Report each line of the records where "template" occurs.

◆ Source data:
= Beginning of Section =
PR #2299, opened 2026-08-09
HOTFIX: fix: make nginx follow the web container's address instead of caching it

tylerecouture:
### What?

Stops nginx 502ing after every `systemctl restart bytedeck.com` on staging and production. nginx now resolves the `web` service name at request time rather than once at config load, so it follows the app container to whatever address it currently has.

Also removes the `nginx -s reload` workaround this bug forced into `server-update.sh`, and gives the systemd unit's `ExecStop` the same `-f` flags as its `ExecStart`.

### Why?

`systemctl restart bytedeck.com` recreates the `web` container, and compose hands it a fresh IP. nginx resolved `web` exactly once, when it parsed its config, and held that address for the life of the worker process. After a restart it kept dialling an address nothing was listening on:

```
connect() failed (111: Connection refused) while connecting to upstream,
upstream: "uwsgi://172.31.0.4:8000"
```

Every request 502'd until nginx itself was reloaded. This is a known-in-repo problem that had been papered over rather than fixed: `server-update.sh` carried an `nginx -s reload` commented "sometimes nginx doesn't reconnect to uwsgi after a restart", and the troubleshooting notes told you to re-run it by hand. That is also why deploys mostly looked fine while a bare `systemctl restart` did not: only the deploy path ran the reload.

The reload is a one-shot patch. It fixes the currently-cached address and then goes stale again the next time the container is recreated.

Worth separating out: there is also a legitimate 502 window on every restart while `web` runs `migrate_schemas` across every tenant schema and then `collectstatic` before uwsgi binds `:8000`. That window is expected and is not what this PR is about. It is now documented in the troubleshooting section, and removing it would mean moving migrations out of the container's start command (not attempted here).

### How?

In `nginx/bytedeck.conf.template`:

- Added `resolver 127.0.0.11 valid=10s ipv6=off;` (Docker's embedded DNS). `valid=10s` bounds how long a resolved address is reused, so the lookup is not literally once per request; the distinction that matters is request-time versus config-load-time. Docker's DNS returns no TTL of its own, so without `valid=` nginx would fall back to caching indefinitely.
- Replaced `uwsgi_pass django;` with `set $web_upstream web;` + `uwsgi_pass $web_upstream:8000;`, and dropped the `upstream django` block. **The variable is load-bearing:** nginx only consults the resolver at request time when the passed address contains one. Naming an `upstream` block, or inlining `uwsgi_pass web:8000`, both resolve once at startup. The removed group had a single static member and no balancing, failover or keepalive settings, so nothing else is lost. The commented-out unix-socket alternative that lived in it is preserved as a note, since a socket path cannot go stale and needs neither resolver nor variable.
- `envsubst` in `nginx/Dockerfile` is restricted to the domain placeholder, so `$web_upstream` survives the build untouched (verified below).

In `production/systemd/bytedeck.com.service`: `ExecStop` now names the same file set as `ExecStart`. A bare `docker compose down` picks up `docker-compose.yml` plus `docker-compose.override.yml`, the development override that is present in the checkout on the server, so teardown was reasoning about a different set of services than startup created. Independent of the 502, but it is right next door.

In `production/server-update.sh` and `production/SERVER-README.md`: dropped the reload workaround now that the root cause is gone, and rewrote the troubleshooting entry to distinguish the expected startup window from a stale address, with commands to tell them apart.

### Testing?

No Python changed, so the suite is untouched. This is nginx behaviour, which the Django tests cannot reach, so I verified it directly against the **real rendered config** by building the actual image from `nginx/` twice, once from `staging` and once from this branch, and moving the backend container's address underneath both.

Setup: a container named `web` on a compose-style network, both nginx variants pointed at it, then `web` destroyed and recreated so it landed on a different IP (`172.18.0.2` to `172.18.0.5`), with the nginx processes left untouched, exactly as a restart leaves them.

| | after 1st address change | after `nginx -s reload` | after 2nd address change |
| --- | --- | --- | --- |
| current config (`staging`) | **502**, `uwsgi://172.18.0.2:8000` refused | 200 | **502** again |
| this branch | **200**, no upstream errors | n/a | **200** |

The decisive evidence is from the new backend container's own access log, which shows the request arriving from `172.18.0.4`, the fixed nginx, carrying a raw uwsgi packet:

```
172.18.0.4 - - [09/Aug/2026:03:15:25 +0000] "\x00\xAE\x01\x00\x0C\x00QUERY_STRING\x00\x00\x0E\x00REQUEST_METHOD\x03\x00GET..."
```

The pre-fix nginx (`172.18.0.3`) never appears in that log at all: it was still dialling the dead `172.18.0.2`. Its error line reproduces the reported failure exactly, down to the wording.

Also checked, on this branch's tree:

- `docker build` of `nginx/` succeeds and `nginx -t` passes on the rendered config.
- The rendered `/etc/nginx/sites-available/bytedeck.conf` contains `resolver 127.0.0.11 valid=10s ipv6=off;` and `uwsgi_pass $web_upstream:8000;`, so envsubst left the variable alone.
- `ruff check src` clean.

(The test host has no IPv6, so the `listen [::]` lines were stripped for the test run only. Nothing else in the config was modified.)

N/A, deployment config. No user-visible change beyond the site not 502ing after a restart.

### Deploy notes

- **The nginx image must be rebuilt**, since the config is baked in at build time by `envsubst`. `production/server-update.sh` runs `docker compose build`, so a normal deploy covers it. A restart without a rebuild will not pick this up.
- No new environment variables. `127.0.0.11` is Docker's built-in DNS, always present on a user-defined network.
- After deploying, the check is that these two agree:
  ```bash
  cd ~/bytedeck
  C="docker compose -f docker-compose.yml -f docker-compose.prod.aws.yml"
  $C logs nginx | grep -o 'upstream: "uwsgi://[^"]*"' | tail -1
  $C ps -q web | xargs docker inspect -f '{{range .NetworkSettings.Networks}}{{.IPAddress}} {{end}}'
  ```

### Anything Else?

- Targeted at `staging` as a hotfix because it affects both live environments today. CodeRabbit does not auto-review PRs whose base is not `develop`, so it is being summoned manually.
- This wants to reach `develop` too, or the next `develop` release will reintroduce the cached-address behaviour. Happy to open the matching PR once this lands.
- No `CHANGELOG.md` entry: this is deploy plumbing with no effect on what a teacher or student sees on a deck.
- Follow-up worth considering separately: the migrations-and-collectstatic startup window is a real, if expected, 502 on every restart. Moving migrations to a step before `up -d` would remove it.

### Review request
@tylerecouture

- Claude Code (`Bytedeck - infrastructure stack`)

### DIFF
--- a/production/systemd/bytedeck.com.service
+++ b/production/systemd/bytedeck.com.service
@@ -15,10 +15,6 @@ Type=oneshot
 RemainAfterExit=yes
 WorkingDirectory=/home/ubuntu/bytedeck
 # WorkingDirectory=/usr/share/nginx/hackerspace
-# Both lines name the same file set. A bare `docker compose down` would instead
-# pick up docker-compose.yml plus docker-compose.override.yml (the development
-# override, which is present in the checkout on the server), so teardown would
-# be reasoning about a different set of services than startup created.
 ExecStart=/usr/bin/docker compose -f docker-compose.yml -f docker-compose.prod.aws.yml up -d
 ExecStop=/usr/bin/docker compose -f docker-compose.yml -f docker-compose.prod.aws.yml down
 TimeoutStartSec=0
--- a/production/systemd/bytedeck.com.service
+++ b/production/systemd/bytedeck.com.service
@@ -15,8 +15,12 @@ Type=oneshot
 RemainAfterExit=yes
 WorkingDirectory=/home/ubuntu/bytedeck
 # WorkingDirectory=/usr/share/nginx/hackerspace
+# Both lines name the same file set. A bare `docker compose down` would instead
+# pick up docker-compose.yml plus docker-compose.override.yml (the development
+# override, which is present in the checkout on the server), so teardown would
+# be reasoning about a different set of services than startup created.
 ExecStart=/usr/bin/docker compose -f docker-compose.yml -f docker-compose.prod.aws.yml up -d
-ExecStop=/usr/bin/docker compose down
+ExecStop=/usr/bin/docker compose -f docker-compose.yml -f docker-compose.prod.aws.yml down
 TimeoutStartSec=0
 
 [Install]
--- a/nginx/bytedeck.conf.template
+++ b/nginx/bytedeck.conf.template
@@ -8,11 +8,24 @@
 # source of truth instead of maintaining divergent copies. Do not edit the
 # generated /etc/nginx/sites-available/bytedeck.conf directly.
 
-# the upstream uwsgi component nginx needs to connect to
-upstream django {
-    # server unix:/bytedeck-volume/app.sock; # for a file socket
-    server web:8000; # for a web port socket (we'll use this first)
-}
+# Resolve the `web` service name through Docker's embedded DNS (127.0.0.11) on
+# every request rather than once at startup, so nginx follows the app container
+# to whatever address it currently has.
+#
+# nginx caches a hostname it resolves at config-load time for the whole life of
+# the worker process. Compose gives the `web` container a fresh IP whenever it
+# is recreated (`systemctl restart bytedeck.com` does exactly that), so a cached
+# address goes stale on every restart and nginx keeps dialling the dead one:
+# `connect() failed (111: Connection refused) ... upstream: "uwsgi://<old-ip>:8000"`,
+# i.e. a 502 on every request until nginx itself is reloaded.
+#
+# `valid=10s` bounds how long a resolved address is reused. Docker's DNS returns
+# no TTL of its own, so without it nginx would cache indefinitely again.
+#
+# None of this applies to a unix socket (`uwsgi_pass unix:/bytedeck-volume/app.sock;`,
+# the alternative the commented-out socket_data mounts in the compose files are
+# for): a path cannot go stale, so it needs no resolver and no variable.
+resolver 127.0.0.11 valid=10s ipv6=off;
 
 server {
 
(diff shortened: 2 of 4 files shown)


tylerecouture:
@coderabbitai review

Summoning explicitly: this is a hotfix targeting `staging`, and `.coderabbit.yaml`'s `auto_review` sets no `base_branches`, so it only auto-reviews PRs against `develop`.

Worth a close look at two things in particular:

1. The `set $web_upstream web;` + `uwsgi_pass $web_upstream:8000;` pairing. The variable is what makes nginx consult the `resolver` at request time; without it the name resolves once at config load and the bug returns. Please confirm that reasoning holds for `uwsgi_pass` specifically (not just `proxy_pass`), and that removing the `upstream django` block loses nothing else.
2. Whether `resolver 127.0.0.11 valid=10s ipv6=off;` at `http` scope has any unintended effect on the other server blocks in the same file (the port 8080 redirect and the `default_server` 444 block).

- Claude Code (`Bytedeck - infrastructure stack`)

---

tylerecouture:
Thanks, both answers line up with what I measured, and your wording correction is right: `valid=10s` lets nginx reuse a resolved address for up to ten seconds, so "on every request" overstated it. The distinction that actually matters is request-time versus config-load-time. Fixed in `1c8dad6e`, and I have reworded the PR description to match.

Noting for the record that the review itself was rate limited before it could be submitted, so this PR still has no review verdict. I will re-summon once the window clears.

- Claude Code (`Bytedeck - infrastructure stack`)

---

production/systemd/bytedeck.com.service
```diff
@@ -15,8 +15,12 @@ Type=oneshot
 RemainAfterExit=yes
 WorkingDirectory=/home/ubuntu/bytedeck
 # WorkingDirectory=/usr/share/nginx/hackerspace
+# Both lines name the same file set. A bare `docker compose down` would instead
+# pick up docker-compose.yml plus docker-compose.override.yml (the development
```
tylerecouture: This code comment has no context since the old code is now gone.  None of this block comment is helpful!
= End of Section =
◆ TASK RESULT:
In `nginx/bytedeck.conf.template`:
--- a/nginx/bytedeck.conf.template
+++ b/nginx/bytedeck.conf.template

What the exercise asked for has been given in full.